The Rolls-Royce Merlin 61 engine, which powered the PR XI, had been developed and fitted to the Spitfire Mark IX in response to a formidable new fighter fielded by the Germans in 1941: the Focke-Wulf 190. The increased performance of the Merlin 61 was largely due to the effectiveness of its supercharger. This added 70mph to the top speed and 10,000ft to the Spitfires maximum altitude. In consequence it out-performed the Focke-Wulf 190.
The barrier to greater speed from the Spitfire during its transonic dive was due to two effects. One was the large increase of drag it experienced as the compression waves built up at Mach 0.9; the other was the loss of thrust experienced by the propeller. The combined effect of aircraft forward speed and the turning speed of the propeller ensured that the outer portions of the propeller blades were travelling at supersonic speeds. At such speeds the propeller becomes very inefficient. Thus the Spitfire lost thrust just as its drag increased. A rocket-propelled, rather than a gravity-assisted, Spitfire might have been able to maintain Mach 0.9 for longer.
Rocket propulsion has the advantage over other kinds of propulsion in that the thrust it generates is not dependent on the forward speed of the aircraft. Nor is its thrust dependent on altitude; if anything it increases as the pressure of air around it decreases. Although rocket-propelled aircraft are spared the need for any kind of air intake, they suffer the greater burden of having to carry extra fuel weight in the form of liquid oxygen (or some chemical suitable for combustion with the fuel). They therefore do not give propulsion suitable for sustained flight.
THE SUPERCHARGER
A supercharger is a device that compresses the air before it undergoes further compression in the cylinders of a piston engine. The supercharger on the Merlin 61 engine had been refined to near perfection by a brilliant young engineer at Rolls-Royce in Derby Stanley Hooker. Hookers work on superchargers was soon to have great relevance in the development of the jet engine, since the centrifugal compressors of the early jet engines were similar in principle to, although much larger than, the supercharger of the Merlin. The jet engine turned out to be the most suitable power plant for continuous supersonic flight. Eleven years after his work on the Merlin supercharger, Stanley Hooker began the transformation of the Bristol Olympus engine, destined, in its most outstanding version, to power Concorde.
JET-PROPELLED FLIGHT
The Gloster E28/39, Britains first jet-propelled aircraft, which first flew on 14 May 1941. (Permission of Ian Whittle)
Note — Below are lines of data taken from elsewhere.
PR #984, opened 2021-08-30
[NPM] Generic Dataplane interface for windows and linux

vakalapa:
**Reason for Change**:

This PR helps outline the DataPlane interface which acts as an abstraction layer for similar functionalities in Windows and Linux.

a. Addition of new dataplane APIs for control plane to use
b. specific build target functions to convert ipsets and acl policies accoridngly

**Issue Fixed**:

**Requirements**:

- [ ] includes documentation
- [ ] adds unit tests

**Notes**:


npm/pkg/dataplane/dataplane.go
```diff
@@ -0,0 +1,134 @@
...
+
+type OsType string
+
+const (
+	Windows OsType = "windows"
+	Linux   OsType = "linux"
+)
+
+type DataPlaneInterface interface {
+	NewDataplane() (*DataPlane, error)
```
huntergregory, line 36: would this not be in the interface because it's a function instead of a method?

vakalapa: You are right, will correct that

rbtr: @vakalapa that you accidentally included the `New` in the interface kinda points at a problem with this interface: it's very big but also very specific. This hasn't _really_ decoupled anything, you've just moved where the coupling happens.
I noticed that you have naturally grouped the methods in the interface, which might indicate that those groups are the true interfaces. You could break this up in to smaller and easier to swap out interfaces and more well isolated implementations.

vakalapa: Agreed, there is not strict reason to use this interface apart from being a easily way to discover dataplane APIs for some body working on the control plane side. I will remove it as soon as this PR hits some maturity.

npm/pkg/dataplane/ipsets/ipset.go
```diff
@@ -0,0 +1,191 @@
...
+func (set *IPSet) AddNetPolReference(netPolName string) {
+	set.NetPolReference[netPolName] = struct{}{}
+}
+
+func (set *IPSet) DeleteNetPolReference(netPolName string) {
+	delete(set.NetPolReference, netPolName)
+}
+
+func (set *IPSet) CanBeDeleted() bool {
+	if len(set.SelectorReference) > 0 {
```
huntergregory, line 165: this could be written as 
`return len(a) == 0 && len(b) ==0 && ...`
Go will shortcircuit (evaluate from left to right and stop on the first false)

npm/pkg/dataplane/ipsets/ipset.go
```diff
@@ -0,0 +1,191 @@
...
+
+func (set *IPSet) IncIpsetReferCount() {
+	set.IpsetReferCount++
+}
+
+func (set *IPSet) DecIpsetReferCount() {
+	set.IpsetReferCount--
+}
+
+func (set *IPSet) AddSelectorReference(netPolName string) {
```
huntergregory, line 148: different arg name (below func too)?

npm/pkg/dataplane/ipsets/ipset.go
```diff
@@ -0,0 +1,191 @@
...
+		return false
+	}
+	if len(set.IPPodKey) > 0 {
+		return false
+	}
+	return true
+}
+
+func (set *IPSet) UsedByNetPol() bool {
+	if len(set.SelectorReference) <= 0 {
```
huntergregory, line 184: length can never be negative, so maybe == 0?

npm/pkg/dataplane/ipsets/ipset.go
```diff
@@ -0,0 +1,191 @@
...
+	ListSet SetKind = "list"
+	HashSet SetKind = "set"
+)
+
+func NewIPSet(name string, setType SetType) *IPSet {
+	set := &IPSet{
+		Name:              name,
+		HashedName:        util.GetHashedName(name),
+		Type:              setType,
+		SelectorReference: make(map[string]struct{}),
```
huntergregory, line 82: is the empty struct a placeholder? Or what does it mean?

npm/pkg/dataplane/dataplane.go
```diff
@@ -0,0 +1,109 @@
...
+
+func (dp *DataPlane) AddToList(listName string, setNames []string) error {
+	return dp.ipsetMgr.AddToList(listName, setNames)
+}
+
+func (dp *DataPlane) RemoveFromList(listName string, setNames []string) error {
+	return dp.ipsetMgr.RemoveFromList(listName, setNames)
+}
+
+func (dp *DataPlane) UpdatePod(pod *npm.NpmPod) error {
```
huntergregory, line 91: will there be AddPod or DeletePod?

npm/pkg/dataplane/ipsets/ipset.go
rbtr: you should make the same suggestion as above! `return len(set.SelectorReference) > 0 || len(set.NetPolReference) > 0`

npm/pkg/dataplane/ipsets/ipset.go
```diff
@@ -0,0 +1,191 @@
...
+
+func GetSetType(x string) SetType {
+	return SetType(SetTypeValue[x])
+}
+
+type SetKind string
+
+const (
+	ListSet SetKind = "list"
+	HashSet SetKind = "set"
```
matmerr, line 74: tbh I think there's room for what defines a `set` here, taking linux vernacular could be misleading in windows, but I think in terms of platform agnostic, what about something like hashset is "set" and list is "superset" since it contains only "sets"(?)

npm/pkg/dataplane/ipsets/ipset.go
```diff
@@ -0,0 +1,191 @@
...
+			contents = append(contents, memberSet.HashedName)
+		}
+		return contents, nil
+	default:
+		return contents, fmt.Errorf("Unknown set type %s", setType)
+	}
+}
+
+func getSetKind(set *IPSet) SetKind {
+	switch set.Type {
```
matmerr, line 114: would it be possible to add set kind as a property of the set itself instead of this switch dictionary?

matmerr (commented):
some comments

npm/pkg/dataplane/ipsets/ipset.go
```diff
@@ -0,0 +1,191 @@
...
+	}
+	return set
+}
+
+func (set *IPSet) GetSetContents() ([]string, error) {
+	contents := make([]string, 0)
+	setType := getSetKind(set)
+	switch setType {
+	case HashSet:
+		for podIP := range set.IPPodKey {
```
matmerr, line 99: also should allocate slice here with make([]string, len(set.MemberIPSets)), same below to avoid slice resizing, heh @rbtr

npm/pkg/dataplane/dataplane.go
```diff
@@ -0,0 +1,109 @@
...
+	OsType    OsType
+	networkID string
+	// key is PodKey
+	endpointCache map[string]*NPMEndpoint
+}
+
+type NPMEndpoint struct {
+	Name      string
+	ID        string
+	NetpolRef []string
```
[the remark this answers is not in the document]
vakalapa: Makes sense, corrected it. Keeping it same in both places.

npm/pkg/dataplane/dataplane.go
vakalapa: No UpdatePod, is like a trigger by controller to say, hey please update the references for this newly created pod and also check to apply any applicable network policies

npm/pkg/dataplane/ipsets/ipset.go
vakalapa: My intension was to emulate a "set" behavior, https://www.davidkaya.com/sets-in-golang/ .. so that we do not have to check for duplicates everytime.

npm/pkg/dataplane/ipsets/ipset.go
vakalapa: essentially what we are adding is the network policy name if its a selector ref or a normal ref.

npm/pkg/dataplane/dataplane.go
```diff
@@ -0,0 +1,109 @@
...
+
+type OsType string
+
+const (
+	Windows OsType = "windows"
+	Linux   OsType = "linux"
+)
+
+// Detects the OS type
+func detectOsType() OsType {
```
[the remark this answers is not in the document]
vakalapa: For sure, thats my intension too, but added this function initially thinking we may need it. Will clean it up.

npm/pkg/dataplane/ipsets/ipset.go
vakalapa: I like this "superset" since it is intuitive. But keeping list since we have been used to calling it as list. We can use "nestedset" which windows is using ?

npm/pkg/dataplane/ipsets/ipset.go
vakalapa: I was afraid that the complexity of maintaining to values which mean almost the same thing, and we will need to take care in making sure both the attributes are set always. Keeping one makes the code a but simpler to understand. Wdyt ?

npm/pkg/dataplane/ipsets/ipset.go
```diff
@@ -0,0 +1,185 @@
...
+		len(set.MemberIPSets) > 0 ||
+		len(set.IPPodKey) > 0 {
+		// return false if this IPSet has any references and memebrs.
+		return false
+	}
+	return true
+}
+
+// UsedByNetPol check if an IPSet is referred in network policies.
+func (set *IPSet) UsedByNetPol() bool {
```
huntergregory, line 179: this and the above func could still be cleaner without an if-statement e.g. 
```
func (set *IPSet) UsedByNetPol() bool {
    return len(set.SelectorReference) > 0 || len(set.NetPolReference) > 0
}
```

for the other function:
```
func (set *IPSet) CanBeDeleted() bool {
  return len(selectorref) == 0 && len(netpolref) == 0 && refcount <= 0 & len(memberipsets) == 0 && len(ippodkey) == 0
}
```

npm/pkg/dataplane/ipsets/ipset.go
huntergregory: What do we think of encapsulating set behavior in a new struct like they suggest in that article? This may be natural to experienced GoLangers, but I think it would improve readability, perhaps be less bug prone, and wouldn't be wasted energy since we use the data structure in 4 different fields. Thoughts @rbtr @matmerr @JungukCho ?
```
type set struct {
    m map[string]struct{}
}

func NewSet() *set {
    s := &set{}
    s.m = make(map[string]struct{})
}

func (s *set) Add(value string) {
    s.m[value] = exists
}

func (s *set) Remove(value string) {
    delete(s.m, value)
}

func (s *set) Contains(value string) bool {
    _, c := s.m[value]
    return c
}
```

rbtr: I'm lukewarm on a Set type,  I don't think it would simplify the code in reality and is unusual enough in go that I would then have to go find the custom type definition to see how it had been implemented.
BUT, I'm very used to using maps for this, so 🤷🏼‍♂️

npm/pkg/dataplane/policies/policymanager.go
```diff
@@ -0,0 +1,58 @@
...
+func NewPolicyManager() PolicyManager {
+	return PolicyManager{
+		policyMap: &PolicyMap{
+			cache: make(map[string]*NPMNetworkPolicy),
+		},
+	}
+}
+
+func (pMgr *PolicyManager) GetPolicy(name string) (*NPMNetworkPolicy, error) {
+	pMgr.policyMap.Lock()
```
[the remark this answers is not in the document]
vakalapa: I have to read about sync.RWMutex, i do not think we have enough leverage to move to a RWmutex, since most of our operations needs to have write lock. GetPolicy may not even end up in our fnial code. At this moment i anticipate it to be useful in network policy controller.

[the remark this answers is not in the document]
rbtr: you only need to change the embedded mutex to `sync.RWMutex` and start using `RLock` and `RUnlock` on reads. it's drop-in, no other changes need to be made to the code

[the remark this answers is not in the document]
vakalapa: Okay makes sense, let me switch it up.

npm/pkg/dataplane/ipsets/ipset.go
vakalapa: i am okay with either approach, no major preference, but i felt the Map approach keeps it simple and less cognitive load for reviewer. I understand this question of why struct may arise again, i will leave a comment explaining the same in code.

vakalapa: If you look at our vendor files apimachinery or grpc lib uses this same notion.

npm/pkg/dataplane/ipsets/ipset.go
vakalapa: Interesting, golint now complains "append to slice `contents` with non-zero initialized length (makezero)"

npm/pkg/dataplane/ipsets/ipset.go
rbtr: like @huntergregory alluded to, this should make sense to gophers immediately, it's common to see. but it's not obvious the first time you see it - a comment saying "using a set" or something would help 👍🏼

npm/pkg/dataplane/ipsets/ipset.go
rbtr: yes, it's 👎🏼 to append to a slice that you've sized already.
to be maximally efficient _and_ satisfy the linter, you should add an idx and put the key values in to their spot directly:
```go
i := 0
keys := make([]string, len(set.IPPodKey)
for podIP := range set.IPPodKey {
	keys[i] = podIP
	i++
}
```

vakalapa: for some reason this makes me uncomfortable, but yeah i see the perf improvement.

vakalapa: Now i am thinking if golint will be okay with below 
> make([]string, 0, len(set.IPPodKey)

and then appending

npm/pkg/dataplane/ipsets/ipset.go
matmerr:
```go
type SetProperties struct {
	Type string //list/set
	Kind string 
}
```

vakalapa: Pushed new changes

npm/pkg/dataplane/ipsets/ipset.go
```diff
@@ -0,0 +1,198 @@
...
+			contents[i] = memberSet.HashedName
+			i++
+		}
+		return contents, nil
+	default:
+		return []string{}, fmt.Errorf("Unknown set type %s", set.Properties.Type.String())
+	}
+}
+
+func getSetKind(setType SetType) SetKind {
```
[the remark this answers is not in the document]
vakalapa: Yes we derive the kind from type of set input.

JungukCho (commented):
Before I put other comments, there are structural (i.e., architectural) comments of this PR.
I may misunderstand the codes and intentions, but some of them are different from what I expected.

1. I thought interface will be used for `ipsetmanager` and `dataplane` to abstract linux and windows. But it seems you use composition with concrete struct instead of interface. I think both `ipsetmanager` and `dataplane` are nicely abstract with interface (Example in npm - https://github.com/Azure/azure-container-networking/blob/master/npm/iptm/ioshim.go). 
Do I know why you decide this direction? 

2. There are many almost inline method (just one or two lines) for exposed members. In this case, if you want to keep methods, I think non-capitalizing members if possible since it is good to maintain code as our code base becomes bigger and bigger.  In addition, some of them can be removed with interface direction instead of concrete struct. 
I may be wrong, but I think function or method having one line is not very useful. wdyt?

3.  It would be nice to have UTs for `ipsetmanager_windows.go` and `dataplane_windows.go` in this PR to guarantee their functionality, but as you said, it will be next PR. So, I think it is ok in this PR. 

4. While I read this PR, there are many common variables and const with `debugTools`. I think it is good to remove redundant declarations by checking `debugTools`  code carefully. One examaple, is `ipset.go` and `rule.pb.go` generated from `rule.proto`.

npm/pkg/dataplane/ipsets/ipset.go
JungukCho: I don't think you repeat below comment whenever using set. 
```go
// Using a map to emulate set and value as struct{} for
// minimal memory consumption
```
Instead, for example, shortly. It will be better comments to improve readability. Especially, more important information is to specify what key and values are when map and set are used in the code.
```go
set using map, key: (describe what key is)
```

vakalapa:
@JungukCho thanks foe the comments

1. I felt there is not much abstraction to be made with interfaces. As part of our design exercise we did find that most of the core logic  is same for both dataplanes, only the dataplane specific artifact conversions and application is different. So i took the https://golang.org/src/os/executable.go approach. The main executable package contains a publicly exposed function Executable() and each dataplane specific file will implement the executable() like https://golang.org/src/os/executable_windows.go. I felt this is much easier to read as the flow of code is pretty straight forward.  Please let me know if you think there is any issue with this approach
2. Sure, most of the dataplane.go function may stay inline like above executable approach but some will get filled up with abstractions needed for both dataplanes. Also a single dataplane call will make our lifes easier in terms extending dataplane with a gprc call in between later on for operator model. Like you mentioned i will try to see if i can non-capitalize any members.
3. Agreed, tests are important and will definitely be one focus area when adding windows dataplane support.
4. I did not want to increase the scope of this PR. We do have a debug tools work item in pipeline and as part of that work item and also as part of dataplane integration we should be able to clean pkg/dataplane all together. Will be a incremental process. Idea is to not touch any existing code as much possible.

npm/pkg/dataplane/policies/policy.go
```diff
@@ -0,0 +1,77 @@
...
+	// Making this a podKey instead should be
+	// use NPMPod obj
+	Pods  []string
+	RawNP *networkingv1.NetworkPolicy
+}
+
+type ACLPolicy struct { // Iptable rules
+	// PolicyID is the rules name with a given network policy
+	PolicyID string
+	// Comment is the string attached to rule to identity its representation
```
JungukCho, line 25: Does windows stack also support `comment`? 
Even I think comment will be generated in each dataplane?

npm/pkg/dataplane/policies/policy_windows.go
```diff
@@ -0,0 +1,58 @@
...
+	return policySettings, nil
+}
+
+func getHCNDirection(direction Direction) hcn.DirectionType {
+	switch direction {
+	case Ingress:
+		return hcn.DirectionTypeIn
+	case Egress:
+		return hcn.DirectionTypeOut
+	case Both:
```
JungukCho, line 27: seems this case is not necessary.

npm/pkg/dataplane/dataplane.go
```diff
@@ -0,0 +1,118 @@
...
+func NewDataPlane() *DataPlane {
+	return &DataPlane{
+		policyMgr:     policies.NewPolicyManager(),
+		ipsetMgr:      ipsets.NewIPSetManager(),
+		endpointCache: make(map[string]*NPMEndpoint),
+	}
+}
+
+// InitializeDataPlane helps in setting up dataplane for NPM
+// in linux this function should be adding required chains and rules
```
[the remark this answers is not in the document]
vakalapa: Good point. Sure will rearrange these comments.

npm/pkg/dataplane/ipsets/ipset.go
```diff
@@ -0,0 +1,218 @@
...
+type SetProperties struct {
+	// Stores type of ip grouping
+	Type SetType
+	// Stores kind of ipset in dataplane
+	Kind SetKind
+}
+
+type SetType int32
+
+const (
```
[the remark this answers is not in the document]
vakalapa: I will be doing this as part of DebugTools for dataplane, as this will touch existing working code and needs a total rehaul of our debugtools.

npm/pkg/dataplane/ipsets/ipsetmanager.go
```diff
@@ -0,0 +1,300 @@
...
+	"net"
+	"sync"
+
+	"github.com/Azure/azure-container-networking/log"
+	"github.com/Azure/azure-container-networking/npm/metrics"
+	"github.com/Azure/azure-container-networking/npm/util/errors"
+)
+
+type IPSetManager struct {
+	setMap map[string]*IPSet
```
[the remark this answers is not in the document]
vakalapa: https://github.com/Azure/azure-container-networking/blob/7a4dbf84b6b1fd362deb0a130de495d9fd042538/npm/pkg/dataplane/ipsets/ipsetmanager.go#L14 

I did that originally, tried to keep listmap and setmap separate but then quickly realized there is not much perf gain we will have and as you said it is MUCH simpler to maintain one Map, easy to read and follow.

npm/pkg/dataplane/ipsets/ipset.go
```diff
@@ -0,0 +1,218 @@
...
+	KeyValueLabelOfPod SetType = 5
+	// NamedPorts IPSets contains a given namedport
+	NamedPorts SetType = 6
+	// NestedLabelOfPod is derived for multivalue matchexpressions
+	NestedLabelOfPod SetType = 7
+	// CIDRBlocks holds CIDR blocks
+	CIDRBlocks SetType = 8
+)
+
+var setTypeName = map[int32]string{
```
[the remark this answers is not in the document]
rbtr: `SetType` shouldn't be `int32`, either. just use `int`

npm/pkg/dataplane/ipsets/ipsetmanager_windows.go
```diff
@@ -0,0 +1,179 @@
...
+	if err != nil {
+		return err
+	}
+
+	policyNetworkRequest := hcn.PolicyNetworkRequest{
+		Policies: []hcn.NetworkPolicy{},
+	}
+
+	for _, policy := range network.Policies {
+		if policy.Type != "SetPolicy" {
```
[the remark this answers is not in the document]
vakalapa: Yes there is a constant in HCN but there is no HCN release with this SetPolicy changes, i can write up a TODO here to change this to constant when we update HCSshim

npm/pkg/dataplane/ipsets/ipset.go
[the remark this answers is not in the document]
vakalapa: Any particular i am actually thinking to use int8, @JungukCho  i am saving it as int32 to save member for each IPSet object, as you know we create at most about 64000 ipsets and on an average we will save about 1/4th the size when using int32. Int8 would use only 1 byte, compared to 16 of string. I am inclined to use int8 wdyt ?

npm/pkg/dataplane/policies/policy.go
```diff
@@ -0,0 +1,77 @@
...
+	networkingv1 "k8s.io/api/networking/v1"
+)
+
+type NPMNetworkPolicy struct {
+	Name string
+	// PodSelectorIPSets holds all the IPSets generated from Pod Selector
+	PodSelectorIPSets []*ipsets.IPSet
+	// OtherIPSets holds all IPSets generated from policy
+	// except for pod selector IPSets
+	OtherIPSets []*ipsets.IPSet
```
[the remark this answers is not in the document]
vakalapa: I was thinking of other names, but do you think peeripsets is the right word here ? i can use ruleIpsets ? 

SelectorIpSets -- from pod selector
RuleIPSets -- from rule ?

npm/pkg/dataplane/ipsets/ipset.go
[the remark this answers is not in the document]
rbtr: it seems like a premature optimization to me, but if you know you're holding 64000 of them that's immediately .5 gb of memory saved so...maybe

JungukCho:
> @JungukCho thanks foe the comments
> 
> 1. I felt there is not much abstraction to be made with interfaces. As part of our design exercise we did find that most of the core logic  is same for both dataplanes, only the dataplane specific artifact conversions and application is different. So i took the https://golang.org/src/os/executable.go approach. The main executable package contains a publicly exposed function Executable() and each dataplane specific file will implement the executable() like https://golang.org/src/os/executable_windows.go. I felt this is much easier to read as the flow of code is pretty straight forward. 
 Please let me know if you think there is any issue with this approach

If they are almost identical, this approach seems reasonable. How about `Dataplane`? I think they are pretty different implementations. I will take a look at your reference. I may find better patterns instead of interface.  I will let you know if I still prefer to interface and we can discuss more.

> 2. Sure, most of the dataplane.go function may stay inline like above executable approach but some will get filled up with abstractions needed for both dataplanes. Also a single dataplane call will make our lifes easier in terms extending dataplane with a gprc call in between later on for operator model. Like you mentioned i will try to see if i can non-capitalize any members.

Still I think those inline functions will be nicely removed with interface. Further more dataplane-specific functions will be added in next PRs.  So, it will increase more these inline functions. 
I think in this stage thinking a grpc call in design is not very helpful since it is too future. wdyt?

> 3. Agreed, tests are important and will definitely be one focus area when adding windows dataplane support.
> 4. I did not want to increase the scope of this PR. We do have a debug tools work item in pipeline and as part of that work item and also as part of dataplane integration we should be able to clean pkg/dataplane all together. Will be a incremental process. Idea is to not touch any existing code as much possible.

I am not sure it increases scope of the PR. I meant checking the existing variables and then reusing them to avoid redundant codes in this PR without touching existing logics.

npm/pkg/dataplane/policies/policy.go
vakalapa: Comment is not useful today in windows dataplane and comment is generated in translate policy. I left this in for debugging purposes in case of windows.

npm/pkg/dataplane/policies/policy_windows.go
vakalapa: Windows dataplane does accept rules on both directions, in case of network policies with both ingress and egress rules i can use a DENY all with BOTH, that way we get away with single rule than 2

npm/pkg/dataplane/ipsets/ipset.go
```diff
@@ -0,0 +1,218 @@
...
+import (
+	"fmt"
+
+	"github.com/Azure/azure-container-networking/npm/util"
+)
+
+type IPSet struct {
+	Name       string
+	HashedName string
+	Properties SetProperties
```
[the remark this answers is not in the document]
vakalapa: Makes sense.

npm/util/util.go
```diff
@@ -341,3 +341,17 @@ func CompareSlices(list1, list2 []string) bool {
 	}
 	return true
 }
+
+func SliceToString(list []string) string {
```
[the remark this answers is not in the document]
huntergregory: nitpick but why not use `list` instead of `list[:]`

npm/pkg/dataplane/dataplane.go
```diff
@@ -0,0 +1,118 @@
...
+// they do not change apply changes into dataplane. This function needs to be called at the
+// end of IPSet operations of a given controller event, it will check for the dirty ipset list
+// and accordingly makes changes in dataplane. This function helps emulate a single call to
+// dataplane instead of multiple ipset operations calls ipset operations calls to dataplane
+func (dp *DataPlane) ApplyDataPlane() error {
+	return dp.ipsetMgr.ApplyIPSets(dp.networkID)
+}
+
+// AddPolicies takes in a translated NPMNetworkPolicy object and applies on dataplane
+func (dp *DataPlane) AddPolicies(policies *policies.NPMNetworkPolicy) error {
```
huntergregory, line 105: Can we make a consistent naming convention for function names and args around policies (with respect to plural vs. singular)?
In this file we have:
- AddPolicies(policies *NPMNetworkPolicy)  [plural, plural]
- RemovePolicies(policyName string)    [plural, singular]
and in policymanager.go we have:
-  AddPolicies(policy *NPMNetworkPolicy)   [plural, singular]
- GetPolicy(name string)   [singular, singular]

Even though a *NPMNetworkPolicy object can have multiple ACLs, I'd prefer using singular name and arg because plural usually implies a slice/array of the base object (string or *NPMNetworkPolicy).

vakalapa: That makes sense. Changed the functions to reflect singular CRUD operations.

npm/pkg/dataplane/policies/policy.go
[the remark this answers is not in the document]
JungukCho: By the way, based on your comments in `OtherIPSets`, will you store all pod selectors from rule and target information in `PodSelectorIPSet`? If so, how to differentiate them? Please check below example yaml.

I understood `PodSelectorIPSets` from `target pod` and others are from `egress` and `ingress` which will be peers to `target pod`. So, I suggested `peersIPSets`.  However, I think `RuleIPSets` is more reasonable since networkpolicy uses `NetworkPolicyIngressRule` and `NetworkPolicyEgressRule`.

```yaml
  podSelector: # target pod
    matchLabels:
      role: db
  policyTypes:
  - Ingress
  - Egress
  ingress:  # peers
  - from:
    - ipBlock:
        cidr: 172.17.0.0/16
        except:
        - 172.17.1.0/24
    - namespaceSelector:
        matchLabels:
          project: myproject
    - podSelector: # another podSelector in rules
        matchLabels:
          role: frontend
    ports:
    - protocol: TCP
      port: 6379
  egress:
  - to:
    - ipBlock:
        cidr: 10.0.0.0/24
    ports:
    - protocol: TCP
      port: 5978

```

npm/pkg/dataplane/ipsets/ipset.go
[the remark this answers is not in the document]
vakalapa: It is not a premature optimization, we know from current user behavior that each NPM holds at least 3-4k of Ipsets for a relatively small cluster. Which is still a high number.

npm/pkg/dataplane/policies/policy_windows.go
JungukCho: I meant `case Both` is not necessary based on logic. Anyway, by default it returns ""

npm/pkg/dataplane/policies/policy_windows.go
```diff
@@ -0,0 +1,58 @@
+package policies
+
+import (
+	"fmt"
+	"strings"
+
+	"github.com/Microsoft/hcsshim/hcn"
```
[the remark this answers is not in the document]
vakalapa: Thanks for checking with Sravanth, below is his response. 
[10:10] Sravanth Bangari
HCSSHIM is legacy and has API's for compute + networking. I followed up with someone on the HCS team and this is only in use by docker today. HCN has the latest API's and is used by containerD, kube-proxy etc

JungukCho (dismissed):
LGTM. Thank you for applying comments. 
This PR will be foundation of next NPM!

matmerr (approved):
🚀

huntergregory (dismissed):

matmerr (approved):
🚀

huntergregory (approved):

JungukCho (approved):
lgtm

Happily, by 1943 there had appeared an engine which looked capable of giving sustained thrust both at subsonic and supersonic speeds. This was the jet engine. This new engine gave thrust, not through a propeller, but by virtue of its high speed jet efflux. The fact that its intake might be in a supersonic airflow would be, if anything, a bonus, since the incoming air could be slowed down and therefore supercharged prior to entering the compressor on the engine, making the engine yet more efficient.